We can compare this mental health value against other economic values of surfing (Table 1). It is 4.4–13.5 times inflation-adjusted estimates of direct surfer expenditure, which are $0.23–0.43 billion per year for the Gold Coast13. Inbound tourism to the Gold Coast, for which beaches are the primary attraction but not the only activity, is currently valued at $4.0 billion p.a21. This includes ~48,000 surfers13,14 from 11.4 million tourists21, pro rata contribution of $0.017 billion per year. The local government budget for 2023–24 is $1.43 billion. Gold Coast beachfront high-rise residential apartments, that house residents and tourists attracted largely by beach amenities have an aggregate capital value of ~$16.25 billion with a net rental return of 4.6% per year plus mean 35-year inflation-adjusted capital gain of 4% per year22,23, creating pre-tax-annual value ~8.6% x $16.25 billion, i.e., ~$1.40 billion p.a. Since ~18% of the city population are surfers, surfing contributes ~$0.25 billion per year. The mental health value of surfing is thus 4–12 times economic contributions via property prices.

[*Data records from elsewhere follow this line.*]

Issue #412, opened 2016-10-06
Add API documentation


tushargupta51:
Some of our public apis do not have proper/correct comments. Make sure all apis have comments in the right format that explain the parameters, return values and the purpose of property/method.

The second step will be to generate documentation using "jsdoc". We already have grunt task for that. We should be able to generate documentation using that and upload on github wiki.

tushargupta51:
For reference: http://stackoverflow.com/questions/39261085/azure-ad-adaljs-how-to-use-this-library

brentschmaltz:
@tushargupta51 if this PR was NOT committed, please get the PR in.

tushargupta51:
Let's keep it open until we have this released in 1.0.14.

PR #422, opened 2016-10-20
adding api doc for adaljs

rohitnarula7176:
#412

### DIFF
--- a/lib/adal.js
+++ b/lib/adal.js
@@ -22,29 +22,29 @@ var AuthenticationContext = (function () {
     'use strict';
 
     /**
-     * Config information
-     * @public
-     * @class Config
-     * @property {tenant}          Your target tenant
-     * @property {clientId}        Identifier assigned to your app by Azure Active Directory
-     * @property {redirectUri}     Endpoint at which you expect to receive tokens
-     * @property {instance}        Azure Active Directory Instance(default:https://login.microsoftonline.com/)
-     * @property {endpoints}       Collection of {Endpoint-ResourceId} used for autmatically attaching tokens in webApi calls
-     */
-
-    /**
-     * User information from idtoken.
-     *  @class User
-     *  @property {string} userName - username assigned from upn or email.
-     *  @property {object} profile - properties parsed from idtoken.
+     * Configuration options for Authentication Context.
+     * @class config
+     *  @property {string} tenant - Your target tenant.
+     *  @property {string} clientID - Client ID assigned to your app by Azure Active Directory.
+     *  @property {string} redirectUri - Endpoint at which you expect to receive tokens.Defaults to `window.location.href`.
+     *  @property {string} instance - Azure Active Directory Instance.Defaults to `https://login.microsoftonline.com/`.
+     *  @property {Array} endpoints - Collection of {Endpoint-ResourceId} used for automatically attaching tokens in webApi calls.
+     *  @property {Boolean} popUp - Set this to true to enable login in a popup winodow instead of a full redirect.Defaults to `false`.
+     *  @property {string} localLoginUrl - Set this to redirect the user to a custom login page.
+     *  @property {function} displayCall - User defined function of handling the navigation to Azure AD authorization endpoint in case of login. Defaults to 'null'.
+     *  @property {string} postLogoutRedirectUri - Redirects the user to postLogoutRedirectUri after logout. Defaults to 'null'.
+     *  @property {string} cacheLocation - Sets browser storage to either 'localStorage' or sessionStorage'. Defaults to 'sessionStorage'.
+     *  @property {Array.<string>} anonymousEndpoints Array of keywords or URI's. Adal will not attach a token to outgoing requests that have these keywords or uri. Defaults to 'null'.
+     *  @property {number} expireOffsetSeconds If the cached token is about to be expired in the expireOffsetSeconds (in seconds), Adal will renew the token instead of using the cached token. Defaults to 120 seconds.
+     *  @property {string} correlationId Unique identifier used to map the request with the response. Defaults to RFC4122 version 4 guid (128 bits).
      */
 
     /**
      * Creates a new AuthenticationContext object.
      * @constructor
-     * @param {object}  config               Configuration options for AuthenticationContext
-     *
-     **/
+     * @param {config}  config               Configuration options for AuthenticationContext
+     */
+
     AuthenticationContext = function (config) {
         /**
          * Enum for request type
@@ -169,8 +169,7 @@ var AuthenticationContext = (function () {
     };
 
     /**
-     * Gets initial Idtoken for the app backend
-     * Saves the resulting Idtoken in localStorage.
+     * Initiates the login process by redirecting the user to Azure AD authorization endpoint.
      */
     AuthenticationContext.prototype.login = function () {
         // Token is not present and user needs to login
@@ -202,6 +201,10 @@ var AuthenticationContext = (function () {
         }
     };
 
+    /**
+     * Configures popup window for login.
+     * @ignore
+     */
     AuthenticationContext.prototype._openPopup = function (urlNavigate, title, popUpWidth, popUpHeight) {
         try {
             /**
@@ -231,6 +234,11 @@ var AuthenticationContext = (function () {
         }
     }
 
+    /**
+     * After authorization, the user will be sent to your specified redirect_uri with the user's bearer token
+     * attached to the URI fragment as an id_token field. It closes popup window after redirection.
+     * @ignore
+     */
     AuthenticationContext.prototype._loginPopup = function (urlNavigate) {
         var popupWindow = this._openPopup(urlNavigate, "login", this.CONSTANTS.POPUP_WIDTH, this.CONSTANTS.POPUP_HEIGHT);
         if (popupWindow == null) {
@@ -270,19 +278,28 @@ var AuthenticationContext = (function () {
         }, 20);
     };
 
+    /**
+     * Checks if login is in progress.
+     * @returns {Boolean} true if login is in progress, false otherwise.
+     */
     AuthenticationContext.prototype.loginInProgress = function () {
         return this._loginInProgress;
     };
 
+    /**
+     * Checks for the resource in the cache. By default, cache location is Session Storage
+     * @ignore
+     * @returns {Boolean} 'true' if login is in progress, else returns 'false'.
+     */
     AuthenticationContext.prototype._hasResource = function (key) {
         var keys = this._getItem(this.CONSTANTS.STORAGE.TOKEN_KEYS);
         return keys && !this._isEmpty(keys) && (keys.indexOf(key + this.CONSTANTS.RESOURCE_DELIMETER) > -1);
     };
 
     /**
-     * Gets token for the specified resource from local storage cache
-     * @param {string}   resource A URI that identifies the resource for which the token is valid.
-     * @returns {string} token if exists and not expired or null
+     * Gets token for the specified resource from the cache.
+     * @param {string}   resource A URI that identifies the resource for which the token is requested.
+     * @returns {string} token if if it exists and not expired, otherwise null.
      */
     AuthenticationContext.prototype.getCachedToken = function (resource) {
         if (!this._hasResource(resource)) {
@@ -303,8 +320,16 @@ var AuthenticationContext = (function () {
             return null;
         }
     };
+
     /**
-     * Retrieves and parse idToken from localstorage
+    * User information from idtoken.
+    *  @class User
+    *  @property {string} userName - username assigned from upn or email.
+    *  @property {object} profile - properties parsed from idtoken.
+    */
+
+    /**
+     * If user object exists, returns it. Else creates a new user object by decoding id_token from the cache.
      * @returns {User} user object
      */
     AuthenticationContext.prototype.getCachedUser = function () {
@@ -316,7 +341,13 @@ var AuthenticationContext = (function () {
         this._user = this._createUser(idtoken);
         return this._user;
     };
-
+  
+    /**
+     * Adds the passed callback to the array of callbacks for the specified resource and puts the array on the window object. 
+     * @param {string}   resource A URI that identifies the resource for which the token is requested.
+     * @param {string}   expectedState A unique identifier (guid).
+     * @param {tokenCallback} callback - The callback provided by the caller. It will be called with token or error.
+     */
     AuthenticationContext.prototype.registerCallback = function (expectedState, resource, callback) {
         this._activeRenewals[resource] = expectedState;
         if (!window.callBacksMappedToRenewStates[expectedState]) {
@@ -347,8 +378,7 @@ var AuthenticationContext = (function () {
     // with callback
     /**
      * Acquires access token with hidden iframe
-     * @param {string}   resource  ResourceUri identifying the target resource
-     * @returns {string} access token if request is successful
+     * @ignore
      */
     AuthenticationContext.prototype._renewToken = function (resource, callback) {
         // use iframe to try refresh token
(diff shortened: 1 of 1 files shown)


lib/adal.js
```diff
@@ -22,29 +22,23 @@ var AuthenticationContext = (function () {
...
-    /**
-     * User information from idtoken.
-     *  @class User
-     *  @property {string} userName - username assigned from upn or email.
-     *  @property {object} profile - properties parsed from idtoken.
+     * Configuration options for Authentication Context.
+     * @class config
+     *  @property {string} tenant - Your target tenant.
+     *  @property {string} clientID - Client ID assigned to your app by Azure Active Directory.
+     *  @property {string} redirectUri - Endpoint at which you expect to receive tokens. Set this value only if you want to redirect user to a page other than the login start page after successful authentication.
```
tushargupta51: The second half is not correct. Even if this is set, user will be redirected to login start page. Also, specify the default values wherever applicable. For example: instance, tenant, redirectUri, popUp.

lib/adal.js
```diff
@@ -22,29 +22,23 @@ var AuthenticationContext = (function () {
...
+     *  @property {string} instance - Azure Active Directory Instance (default:https://login.microsoftonline.com/).
+     *  @property {Array} endpoints - Collection of {Endpoint-ResourceId} used for autmatically attaching tokens in webApi calls.
```
tushargupta51: *automatically

lib/adal.js
```diff
@@ -270,17 +272,26 @@ var AuthenticationContext = (function () {
...
     AuthenticationContext.prototype._hasResource = function (key) {
         var keys = this._getItem(this.CONSTANTS.STORAGE.TOKEN_KEYS);
         return keys && !this._isEmpty(keys) && (keys.indexOf(key + this.CONSTANTS.RESOURCE_DELIMETER) > -1);
     };
 
     /**
-     * Gets token for the specified resource from local storage cache
+     * Gets token for the specified resource from the cache.
      * @param {string}   resource A URI that identifies the resource for which the token is valid.
      * @returns {string} token if exists and not expired or null
```
tushargupta51: can we update this to: token, if it exists and not expired, otherwise null

lib/adal.js
```diff
@@ -317,6 +336,11 @@ var AuthenticationContext = (function () {
         return this._user;
     };
 
+    /**
+     * If multiple requests for acquireToken are made for the same resource, we send only the first request and register the callbacks for all subsequent requests.
+     * When we process the response from AAD, this method calls all the callbacks with the error/token.
```
tushargupta51: This should describe what this method does. All it does is add the passed callback to the array of callbacks for the specified resource and put the array on the window object. It does not call the callbacks itself.

lib/adal.js
```diff
@@ -438,9 +476,9 @@ var AuthenticationContext = (function () {
     };
 
     /**
-     * Acquire token from cache if not expired and available. Acquires token from iframe if expired.
+     * Acquires token from cache if not expired and available. Acquires token from iframe if expired.
      * @param {string}   resource  ResourceUri identifying the target resource
-     * @param {requestCallback} callback
+     * @param {requestCallback} callback -  The callback that contains the token or error
```
tushargupta51: *The callback provided by the caller. It will be called with token or error.

lib/adal.js
```diff
@@ -438,9 +476,9 @@ var AuthenticationContext = (function () {
     };
 
     /**
-     * Acquire token from cache if not expired and available. Acquires token from iframe if expired.
+     * Acquires token from cache if not expired and available. Acquires token from iframe if expired.
```
tushargupta51: Acquires token from cache if there is a valid token present in the cache. Otherwise sends token request to AAD for a new token.

lib/adal.js
```diff
@@ -481,8 +519,8 @@ var AuthenticationContext = (function () {
     };
 
     /**
-     * Redirect the Browser to Azure AD Authorization endpoint
-     * @param {string}   urlNavigate The authorization request url
+     * Redirect the browser to Azure AD authorization endpoint
+     * @ignore
```
tushargupta51: this is a public method

lib/adal.js
```diff
@@ -494,7 +532,8 @@ var AuthenticationContext = (function () {
     };
 
     /**
-     * Clear cache items.
+     * Clears cache items.
+     * @ignore
```
tushargupta51: public method

lib/adal.js
```diff
@@ -519,7 +558,8 @@ var AuthenticationContext = (function () {
     };
 
     /**
-     * Clear cache items for a resource.
+     * Clears cache items for a given resource.
+     * @ignore
```
tushargupta51: public method

lib/adal.js
```diff
@@ -532,8 +572,8 @@ var AuthenticationContext = (function () {
     };
 
     /**
-     * Logout user will redirect page to logout endpoint.
-     * After logout, it will redirect to post_logout page if provided.
+     * Redirects user to logout endpoint.
+     * After logout, it will redirect to post_logout page if specified.
```
tushargupta51: post_logout -> post_logout_redirect_uri (or whatever is the name of the property)

lib/adal.js
```diff
@@ -560,13 +600,14 @@ var AuthenticationContext = (function () {
...
+     * @param {string} error error message if user info is not available
+     * @param {User} user user object retrieved from the cache
      */
 
     /**
-     * Gets a user profile
-     * @param {requestCallback} cb - The callback that handles the response.
+     * Calls the passed in callback with the user object or error message related to the user.
+     * @param {requestCallback} callback - The callback that handles the response.
+     * @returns {User} user object.
```
tushargupta51: It does not return the user object

lib/adal.js
```diff
@@ -662,15 +716,33 @@ var AuthenticationContext = (function () {
...
      */
     AuthenticationContext.prototype.getLoginError = function () {
         return this._getItem(this.CONSTANTS.STORAGE.LOGIN_ERROR);
     };
 
     /**
-     * Gets requestInfo from given hash.
-     * @returns {string} error message related to login
+     * Parameters object created from the response received from AAD.
+     *  @class Parameters
```
tushargupta51: I don't think this qualifies for a class. This is the list of query parameters passed in the response from AAD. We cannot really define the interface for this as it can change based on query parameters in the response.

lib/adal.js
```diff
@@ -662,15 +716,33 @@ var AuthenticationContext = (function () {
...
+     *  @property {string} id_token - id_token of the user.
+     *  @property {string} session_state - state identifying the user's session.
+     *  @property {string} state - unique guid used to match the response with the request.
+     */
+
+    /**
+     * Request info object created from the response received from AAD.
+     *  @class RequestInfo
+     *  @property {Parameters} parameters - object comprising of id_token/error, session_state and state.
```
tushargupta51: Instead of {Parameters}, you can use something like dictionary here.

lib/adal.js
```diff
@@ -662,15 +716,33 @@ var AuthenticationContext = (function () {
...
+     *  @property {requestType} requestType - either LOGIN, RENEW_TOKEN or UNKNOWN.
```
tushargupta51: you can link the enum type here for REQUEST_TYPE.

lib/adal.js
```diff
@@ -739,9 +815,7 @@ var AuthenticationContext = (function () {
     };
 
     /**
-     * Saves token from hash that is received from redirect.
-     * @param {string} hash  -  Hash passed from redirect page
-     * @returns {string} error message related to login
+     * Saves token from hash that is received from the redirect response from AAD.
```
tushargupta51: saves token or error in the cache received in the response from AAD. In case of id_token, it also creates the user object.

lib/adal.js
```diff
@@ -909,6 +994,10 @@ var AuthenticationContext = (function () {
         return urlNavigate;
     };
 
+    /**
+     * Extracts the id token.
```
tushargupta51: Returns the decoded id_token.

lib/adal.js
```diff
@@ -1015,10 +1112,18 @@ var AuthenticationContext = (function () {
...
+    /**
+     * Converts string to represent binary data in ASCII string format by translating it into a radix-64 representation and returns it
+     * @ignore
+     */
     AuthenticationContext.prototype._convertUrlSafeToRegularBase64EncodedString = function (str) {
         return str.replace('-', '+').replace('_', '/');
     };
 
+    /**
+     * Generates the parameters for the authorization endpoint URL.
```
tushargupta51: Serializes the parameters for the authorization endpoint URL and returns the serialized uri string.

lib/adal.js
```diff
@@ -1132,15 +1249,26 @@ var AuthenticationContext = (function () {
...
+    /**
+     * Calculates the expires in value in milliseconds for the acquired token
+     * @ignore
+     */
     AuthenticationContext.prototype._expiresIn = function (expires) {
         return this._now() + parseInt(expires, 10);
     };
 
+    /**
+     * Returns the number of milliseconds
```
tushargupta51: Returns the current time as number of milliseconds since ___ (not sure what this value is)

lib/adal.js
```diff
@@ -1232,6 +1376,10 @@ var AuthenticationContext = (function () {
         }
     };
 
+    /**
+     * Creates a copy of the config object passed to the constructor.
```
tushargupta51: The description should only describe what this method does. You can write a generic description for this: returns cloned copy of the passed object, or something along those lines

lib/adal.js
```diff
@@ -1246,12 +1394,20 @@ var AuthenticationContext = (function () {
...
+     */
     AuthenticationContext.prototype._addLibMetadata = function () {
         // x-client-SKU
         // x-client-Ver
         return '&x-client-SKU=Js&x-client-Ver=' + this._libVersion();
     };
 
+    /**
+     * Checks the Logging Level and constructs the Log message.
+     * @ignore
```
tushargupta51: public method. Besides constructing the log message, it logs the message also. In the description, we should specify that users should implement/override this method to turn on logging.

lib/adal.js
```diff
@@ -1270,26 +1426,50 @@ var AuthenticationContext = (function () {
         }
     };
 
+    /**
+     * Logs messages to the console window of the browser when Logging Level is set to 0.
+     * @ignore
```
tushargupta51: this and all the other log methods are public.

lib/adal.js
```diff
@@ -335,11 +335,17 @@ var AuthenticationContext = (function () {
         this._user = this._createUser(idtoken);
         return this._user;
     };
-
     /**
-     * If multiple requests for acquireToken are made for the same resource, we send only the first request and register the callbacks for all subsequent requests.
-     * When we process the response from AAD, this method calls all the callbacks with the error/token.
-     * @returns {User} user object
+     * This callback is displayed as part of the Requester class.
```
tushargupta51: This does not look like the right description.

lib/adal.js
```diff
@@ -520,7 +526,6 @@ var AuthenticationContext = (function () {
 
     /**
      * Redirect the browser to Azure AD authorization endpoint
```
tushargupta51: Add description for the parameter

lib/adal.js
```diff
@@ -559,7 +563,7 @@ var AuthenticationContext = (function () {
 
     /**
      * Clears cache items for a given resource.
-     * @ignore
+     * @param {string}  resource A URI that identifies the resource for which the token is requested.
```
tushargupta51: "token is requested" part is not correct here.

lib/adal.js
```diff
@@ -573,7 +577,7 @@ var AuthenticationContext = (function () {
 
     /**
      * Redirects user to logout endpoint.
-     * After logout, it will redirect to post_logout page if specified.
+     * After logout, it will redirect to postLogoutRedirectUri if added as a property on the config object.Defaults to 'window.location.href'.
```
tushargupta51: There is no default for this at adal level.

lib/adal.js
```diff
@@ -335,11 +335,17 @@ var AuthenticationContext = (function () {
         this._user = this._createUser(idtoken);
         return this._user;
     };
-
     /**
-     * If multiple requests for acquireToken are made for the same resource, we send only the first request and register the callbacks for all subsequent requests.
-     * When we process the response from AAD, this method calls all the callbacks with the error/token.
-     * @returns {User} user object
+     * This callback is displayed as part of the Requester class.
+     * @callback requestUserCallback
```
tushargupta51: You declared this class here but I don't see it being used here. Callbacks for both `acquiretoken` and `getUser` is same: requestCallback. I think you should define 2 classes: tokenCallback and userCallback. Set the callbacks for token related methods to be of type tokenCallback and for user related, set it to userCallback

lib/adal.js
```diff
@@ -482,9 +477,15 @@ var AuthenticationContext = (function () {
     };
 
     /**
+     * @callback tokenCallback
+     * @param {string} error error message returned from AAD if silent token request fails.
+     * @param {string} token token returned from AAD if silent token request is successful.
```
tushargupta51: We should remove the 'silent' word, as the same callback will be mostly be used for interactive flows too, whenever we add them.

lib/adal.js
```diff
@@ -22,29 +22,23 @@ var AuthenticationContext = (function () {
...
-     * @property {endpoints}       Collection of {Endpoint-ResourceId} used for autmatically attaching tokens in webApi calls
-     */
-
-    /**
-     * User information from idtoken.
-     *  @class User
-     *  @property {string} userName - username assigned from upn or email.
-     *  @property {object} profile - properties parsed from idtoken.
+     * Configuration options for Authentication Context.
+     * @class config
```
tushargupta51: We are missing some public properties on this class: callback, displayCall, anonymousEndpoints, expireOffsetSeconds, logOutUri, postLogoutRedirectUri, cacheLocation, correlationId. We can skip `isAngular` as we don't want users to use it for plain JS.

lib/adal.js
```diff
@@ -559,14 +605,14 @@ var AuthenticationContext = (function () {
 
     /**
      * This callback is displayed as part of the Requester class.
```
tushargupta51: We should remove this.

lib/adal.js
```diff
@@ -822,8 +893,8 @@ var AuthenticationContext = (function () {
 
     /**
      * Gets resource for given endpoint if mapping is provided with config.
-     * @param {string} endpoint  -  API endoibt
-     * @returns {string} resource for this API endpoint
+     * @param {string} endpoint  -  API endpoint
```
tushargupta51: Can we change the description to: The uri for which the resource Id is requested.

lib/adal.js
```diff
@@ -169,8 +163,7 @@ var AuthenticationContext = (function () {
     };
 
     /**
-     * Gets initial Idtoken for the app backend
-     * Saves the resulting Idtoken in localStorage.
+     * Gets initial Idtoken for the app's backend and saves it in the cache.
```
tushargupta51: We should update this to something like: "Initiates the login process, redirecting or prompting the user to Azure AD login page".

lib/adal.js
```diff
@@ -870,7 +945,10 @@ var AuthenticationContext = (function () {
         return extractedUri;
     };
 
-    /*exported  oauth2Callback */
+    /**
+     * This method must be called for processing the response received from AAD. It extracts the hash, processes the token or error, saves it in the cache and calls the registered callbacks with the result.
+     * @ignore
```
tushargupta51: Re-commenting:
public method. This is the main method for processing responses received from AAD for users using plain JS. This MUST be called in order to process the response. This can say something like:
This method must be called for processing the response received from AAD. It extracts the hash, process the token or error, saves it in the cache and calls the registered callbacks with the result.

tushargupta51:
:shipit:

Table 1 Components of economic value for surfing on Australia’s Gold Coast.

Summary

For the Gold Coast, therefore, mental health benefits contribute 57–74% of the total economic value of surfing, or 65–82% if multipliers are included. Scaling up to the estimated 50 million surfers worldwide1, the global mental health value of surfing is $0.38–1.30 trillion p.a. This is an approximate top-down estimate. For more accurate estimates at local scales, we shall need to track mental health measures and possible influential factors for large panels of surfers, over multiple years. This initial approximation, however, indicates that the economic and political power of surfing in the conservation of nearshore ocean ecosystems may be substantially more than suggested previously1. It would be larger still if the benefits of surfing for physical health1,9, and the secondary effects of physical health on mental health20, were also included. Surfing can thus contribute significantly to ocean sustainability.